I first provide a short introduction to emotional labor, which sociologist Arlie Hochschild theorized as “requir[ing] one to induce or suppress feeling in order to sustain the outward countenance that produces the proper state of mind in others” (2012 [1983], 7; see also Hardt 1999 on affective labor). Scholars have found emotional labor a useful lens for highlighting women’s involvement in care work (e.g., Ehrenreich and Hochschild 2003, Rodríguez 2007), international matchmaking (Meszaros 2017), and most relevant for this paper, sex work. Hoang (2010, 2013) illuminates emotional labor as a strategy among a spectrum of sex workers in modern Vietnam, from low-end workers who restrain their own negative feelings about clients to higher-end workers who evoke feelings of love in order to maintain a high standard of living or emigrate out of Vietnam.

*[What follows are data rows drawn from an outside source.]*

PR #1609, opened 2022-06-10
Persist activeNetwork on disk

0xDaedalus:
Closes https://github.com/tallycash/extension/issues/1532

This prevents a bug where if a user has polygon selected as the wallet's network and closes chrome.  Next time they open it the UI will show polygon as the active network but the extension will in fact be connected to Ethereum.

### To test
- open wallet
- select polygon as network
- quit chrome
- open chrome again
- [ ] verify through devtools that the activeNetwork is in fact polygon and not ethereum


jagodarybacka (changes requested):
It seems like the basic scenario with browser restart works fine. But I see that we are not supporting a case where selected and saved network is not available (Polygon flag has been turned off) this scenario was working previously and I think we should be able to turn off specific chain support and app should be working fine after that kind of update.

0xDaedalus:
> a case where selected and saved network is not available

I'm not sure I follow - can you outline a scenario or reproduction steps please?

jagodarybacka:
@0xDaedalus 
1. With `SUPPORT_POLYGON=true` change selected network to Polygon
2. Change `SUPPORT_POLYGON=false`
3. Reload background script
**Result:** extension is broken

Not sure how much we care about this scenario, do we even consider switching off any chain after we publish it's support.

greg-nagy (changes requested):
Please set up the db structure in a way that we expect in the RFB. There is no point in creating a lot of migrations when we know what we will need. 

OR

If we want to keep the PRs small, let's put things behind a feature flag, so the db is not created for our users before we release polygon support.

background/services/internal-ethereum-provider/db.ts
```diff
@@ -0,0 +1,31 @@
+import Dexie from "dexie"
+
+export class InternalEthereumProviderDatabase extends Dexie {
+  private activeChainId!: Dexie.Table<{ chainId: string }, string>
+
+  constructor() {
+    super("tally/internal-ethereum-provider")
+
+    this.version(1).stores({
+      activeChainId: "&chainId",
```
greg-nagy, line 10: This primary index will need to be changed. Would be good to do that without migrations.

background/services/internal-ethereum-provider/db.ts
```diff
@@ -0,0 +1,31 @@
...
+    })
+
+    this.activeChainId.put({
+      chainId: "1",
```
greg-nagy, line 14: The structure should be `[origin: string]: AddressOnNetwork`

background/services/internal-ethereum-provider/index.ts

I then turn to evidence for emotional labor among Greco-Roman sex workers. Pompeii’s purpose-built brothel (VII.12.18–19) provides epigraphic evidence of greetings among prostitutes and clients and praise of clients’ sexual prowess (CIL 4.2173–2296, 3101a; Levin-Richardson 2011, 2019, 62–63). The material finds (namely, glass cups and a bottle) might suggest that similar conversations, aimed at fostering relationships and boosting egos, took place over alcohol (Levin-Richardson 2019, 36). Literary representations of sex workers across a range of genres (especially Greek and Roman comedy, but also oratory and historiography) parallel and add to the types of affective labor seen in the graffiti of the purpose-built brothel (e.g., Xen. Mem. 3.11.10, Plaut. Men. 357–359, Ter. Eun. 193–196, Sen. Controv. 2.4.1, Plut. Vit. Pomp. 2.3, Luc. Dial. Meret. 13:317). If depictions of sex workers performing emotional labor were common enough to become a literary trope in some genres, they also suggest possible ways in which emotional labor could have value, namely, in attracting and retaining clients, and from there, lifting sex workers out of poverty or improving their standard of living (e.g., Luc. Dial. Meret. 6:292–4, 8: 300; cf. Plaut. Men. 193, Ath. 13.558d–e).

Ultimately, acknowledging the existence and value of affective labor contributes to a more nuanced understanding of the ancient economy, one in which women—even those working at the margins of society—have fuller roles than previously acknowledged.